**DATA SEGMENT**.

++++++

PR #1289, opened 2024-11-17
Add game: EinStein würfelt nicht!

giogix2:
Here's my implementation of the game EinStein würfelt nicht!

++++++

**WHAT IS REQUIRED**. Would you copy every line of the material exactly?

**RESPONSE TO THE EXERCISE**.
PR #1289, opened 2024-11-17
Add game: EinStein würfelt nicht!

giogix2:
Here's my implementation of the game EinStein würfelt nicht!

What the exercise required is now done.